Every line of the material that mentions the word "really" should be copied out.

****

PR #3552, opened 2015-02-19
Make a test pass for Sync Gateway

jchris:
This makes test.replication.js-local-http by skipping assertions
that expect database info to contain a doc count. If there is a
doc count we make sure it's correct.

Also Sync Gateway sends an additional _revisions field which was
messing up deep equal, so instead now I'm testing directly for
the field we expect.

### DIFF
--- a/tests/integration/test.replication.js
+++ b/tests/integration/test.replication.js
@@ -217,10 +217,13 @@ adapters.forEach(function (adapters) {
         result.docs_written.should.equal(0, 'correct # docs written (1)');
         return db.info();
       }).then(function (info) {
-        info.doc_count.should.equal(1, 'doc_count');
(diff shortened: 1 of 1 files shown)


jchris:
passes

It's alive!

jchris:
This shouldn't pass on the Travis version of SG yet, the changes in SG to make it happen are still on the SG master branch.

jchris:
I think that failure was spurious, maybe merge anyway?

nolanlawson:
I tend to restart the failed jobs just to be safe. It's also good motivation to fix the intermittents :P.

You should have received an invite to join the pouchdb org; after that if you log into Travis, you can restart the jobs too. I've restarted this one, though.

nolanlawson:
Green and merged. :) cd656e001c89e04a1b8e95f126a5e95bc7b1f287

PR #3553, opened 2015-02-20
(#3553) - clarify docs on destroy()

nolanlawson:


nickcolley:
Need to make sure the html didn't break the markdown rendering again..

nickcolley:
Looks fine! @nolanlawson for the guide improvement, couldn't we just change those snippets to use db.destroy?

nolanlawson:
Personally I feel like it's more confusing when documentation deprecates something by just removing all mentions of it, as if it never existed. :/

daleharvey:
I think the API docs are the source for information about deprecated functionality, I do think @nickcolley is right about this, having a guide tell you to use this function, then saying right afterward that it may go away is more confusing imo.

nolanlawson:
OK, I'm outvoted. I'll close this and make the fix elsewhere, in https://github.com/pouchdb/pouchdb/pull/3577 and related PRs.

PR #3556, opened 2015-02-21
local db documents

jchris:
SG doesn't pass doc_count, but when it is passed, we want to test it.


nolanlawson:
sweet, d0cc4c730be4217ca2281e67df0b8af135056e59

****

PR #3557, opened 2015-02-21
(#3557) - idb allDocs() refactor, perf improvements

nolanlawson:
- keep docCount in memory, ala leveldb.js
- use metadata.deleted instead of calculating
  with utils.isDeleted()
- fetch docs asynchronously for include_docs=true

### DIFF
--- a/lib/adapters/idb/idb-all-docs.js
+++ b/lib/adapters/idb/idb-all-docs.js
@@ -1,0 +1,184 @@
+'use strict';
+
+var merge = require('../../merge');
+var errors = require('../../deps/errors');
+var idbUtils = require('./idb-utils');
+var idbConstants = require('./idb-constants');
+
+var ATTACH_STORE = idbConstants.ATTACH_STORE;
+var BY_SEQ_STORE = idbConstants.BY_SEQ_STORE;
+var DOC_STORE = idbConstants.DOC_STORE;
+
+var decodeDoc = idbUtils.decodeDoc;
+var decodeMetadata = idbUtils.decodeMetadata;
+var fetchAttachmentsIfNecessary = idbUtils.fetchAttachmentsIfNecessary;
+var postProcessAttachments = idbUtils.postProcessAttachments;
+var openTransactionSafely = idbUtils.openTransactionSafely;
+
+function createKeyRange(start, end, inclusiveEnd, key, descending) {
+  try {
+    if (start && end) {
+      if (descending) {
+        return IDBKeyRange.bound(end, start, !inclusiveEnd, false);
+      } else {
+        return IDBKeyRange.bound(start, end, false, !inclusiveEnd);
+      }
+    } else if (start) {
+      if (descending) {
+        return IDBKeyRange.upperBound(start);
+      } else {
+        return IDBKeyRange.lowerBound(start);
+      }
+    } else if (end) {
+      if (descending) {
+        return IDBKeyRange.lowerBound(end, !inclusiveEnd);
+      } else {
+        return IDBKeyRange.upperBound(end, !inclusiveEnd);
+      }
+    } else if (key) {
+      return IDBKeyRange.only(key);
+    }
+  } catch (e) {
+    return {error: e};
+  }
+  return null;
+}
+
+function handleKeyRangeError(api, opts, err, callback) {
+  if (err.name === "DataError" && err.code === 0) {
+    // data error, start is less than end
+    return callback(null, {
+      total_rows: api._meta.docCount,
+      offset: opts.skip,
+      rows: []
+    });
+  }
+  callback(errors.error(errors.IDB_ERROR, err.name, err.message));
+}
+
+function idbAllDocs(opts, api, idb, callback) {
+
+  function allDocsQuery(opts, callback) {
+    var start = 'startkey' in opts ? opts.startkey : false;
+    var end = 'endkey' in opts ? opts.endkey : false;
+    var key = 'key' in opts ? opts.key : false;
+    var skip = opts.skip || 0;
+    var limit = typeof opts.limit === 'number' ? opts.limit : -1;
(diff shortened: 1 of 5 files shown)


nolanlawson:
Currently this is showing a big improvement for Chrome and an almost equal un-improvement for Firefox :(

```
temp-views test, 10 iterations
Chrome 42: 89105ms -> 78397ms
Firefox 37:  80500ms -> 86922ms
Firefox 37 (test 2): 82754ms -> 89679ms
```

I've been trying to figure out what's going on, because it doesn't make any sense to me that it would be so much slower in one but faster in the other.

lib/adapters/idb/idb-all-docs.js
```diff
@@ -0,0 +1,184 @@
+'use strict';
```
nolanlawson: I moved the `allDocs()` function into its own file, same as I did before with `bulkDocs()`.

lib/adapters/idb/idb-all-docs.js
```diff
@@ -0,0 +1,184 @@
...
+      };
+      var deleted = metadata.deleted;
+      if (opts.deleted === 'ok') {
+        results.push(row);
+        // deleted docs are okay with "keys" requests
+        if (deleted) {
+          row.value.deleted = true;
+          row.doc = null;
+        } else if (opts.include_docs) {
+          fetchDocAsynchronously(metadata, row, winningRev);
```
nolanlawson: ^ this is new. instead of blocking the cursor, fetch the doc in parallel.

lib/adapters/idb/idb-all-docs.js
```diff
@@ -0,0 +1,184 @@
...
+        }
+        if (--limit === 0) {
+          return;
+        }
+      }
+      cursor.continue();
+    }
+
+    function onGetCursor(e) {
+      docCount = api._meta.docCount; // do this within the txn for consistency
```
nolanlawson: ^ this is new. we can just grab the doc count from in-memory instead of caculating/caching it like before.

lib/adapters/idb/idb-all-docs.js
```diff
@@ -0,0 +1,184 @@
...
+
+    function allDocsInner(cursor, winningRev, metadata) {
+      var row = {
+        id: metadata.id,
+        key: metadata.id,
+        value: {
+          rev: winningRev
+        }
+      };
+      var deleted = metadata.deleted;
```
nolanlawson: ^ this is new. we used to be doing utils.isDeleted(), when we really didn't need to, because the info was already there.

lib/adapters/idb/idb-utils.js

****

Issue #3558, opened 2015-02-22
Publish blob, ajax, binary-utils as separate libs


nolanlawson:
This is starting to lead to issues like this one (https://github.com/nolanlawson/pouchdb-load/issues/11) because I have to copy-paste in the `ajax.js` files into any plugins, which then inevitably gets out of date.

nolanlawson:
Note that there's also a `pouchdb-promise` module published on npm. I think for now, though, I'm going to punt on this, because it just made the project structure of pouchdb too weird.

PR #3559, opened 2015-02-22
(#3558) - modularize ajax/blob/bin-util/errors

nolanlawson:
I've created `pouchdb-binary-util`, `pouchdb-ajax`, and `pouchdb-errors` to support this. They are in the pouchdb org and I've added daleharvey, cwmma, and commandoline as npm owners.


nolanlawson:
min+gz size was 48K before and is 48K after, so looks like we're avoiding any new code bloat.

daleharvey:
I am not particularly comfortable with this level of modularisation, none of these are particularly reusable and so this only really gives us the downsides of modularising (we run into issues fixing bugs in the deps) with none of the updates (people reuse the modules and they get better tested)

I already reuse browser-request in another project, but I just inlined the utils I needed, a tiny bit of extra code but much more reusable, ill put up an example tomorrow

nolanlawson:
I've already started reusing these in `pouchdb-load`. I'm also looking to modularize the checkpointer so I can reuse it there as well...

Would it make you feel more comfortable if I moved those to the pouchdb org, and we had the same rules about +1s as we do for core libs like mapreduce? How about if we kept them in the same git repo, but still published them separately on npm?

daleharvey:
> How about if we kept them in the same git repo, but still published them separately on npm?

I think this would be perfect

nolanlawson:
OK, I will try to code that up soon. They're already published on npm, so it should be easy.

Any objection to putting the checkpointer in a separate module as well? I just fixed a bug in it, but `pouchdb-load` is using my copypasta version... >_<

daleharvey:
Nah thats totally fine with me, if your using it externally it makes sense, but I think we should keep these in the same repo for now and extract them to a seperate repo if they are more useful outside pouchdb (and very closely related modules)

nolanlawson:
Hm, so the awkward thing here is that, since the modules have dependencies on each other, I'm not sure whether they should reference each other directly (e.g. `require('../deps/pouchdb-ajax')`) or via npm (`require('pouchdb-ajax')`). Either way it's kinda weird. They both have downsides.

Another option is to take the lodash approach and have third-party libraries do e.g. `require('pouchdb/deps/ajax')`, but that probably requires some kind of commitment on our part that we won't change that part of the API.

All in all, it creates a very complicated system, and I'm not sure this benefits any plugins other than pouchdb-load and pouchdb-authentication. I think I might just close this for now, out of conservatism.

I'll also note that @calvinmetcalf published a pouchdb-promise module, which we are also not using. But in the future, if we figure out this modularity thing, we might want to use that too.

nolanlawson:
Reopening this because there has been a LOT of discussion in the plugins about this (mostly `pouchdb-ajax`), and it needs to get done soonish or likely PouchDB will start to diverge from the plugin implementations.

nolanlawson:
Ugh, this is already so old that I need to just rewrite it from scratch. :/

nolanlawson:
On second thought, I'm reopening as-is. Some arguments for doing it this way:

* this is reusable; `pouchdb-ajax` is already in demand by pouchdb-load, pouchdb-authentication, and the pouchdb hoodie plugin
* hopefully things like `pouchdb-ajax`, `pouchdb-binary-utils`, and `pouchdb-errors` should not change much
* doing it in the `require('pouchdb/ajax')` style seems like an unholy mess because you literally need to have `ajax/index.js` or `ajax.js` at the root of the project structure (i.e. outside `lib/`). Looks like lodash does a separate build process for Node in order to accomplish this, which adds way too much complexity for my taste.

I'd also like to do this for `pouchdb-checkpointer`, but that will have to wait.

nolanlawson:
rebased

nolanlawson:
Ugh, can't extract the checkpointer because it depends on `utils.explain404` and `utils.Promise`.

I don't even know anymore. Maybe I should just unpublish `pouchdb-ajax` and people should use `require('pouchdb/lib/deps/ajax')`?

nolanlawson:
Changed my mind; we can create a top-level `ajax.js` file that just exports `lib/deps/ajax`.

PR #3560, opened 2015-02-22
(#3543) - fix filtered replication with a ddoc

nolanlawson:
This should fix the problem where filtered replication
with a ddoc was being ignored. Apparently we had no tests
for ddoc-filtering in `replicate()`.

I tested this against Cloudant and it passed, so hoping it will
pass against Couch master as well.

****

### EXERCISE OUTPUT
nolanlawson: ^ this is new. we used to be doing utils.isDeleted(), when we really didn't need to, because the info was already there.
I am not particularly comfortable with this level of modularisation, none of these are particularly reusable and so this only really gives us the downsides of modularising (we run into issues fixing bugs in the deps) with none of the updates (people reuse the modules and they get better tested)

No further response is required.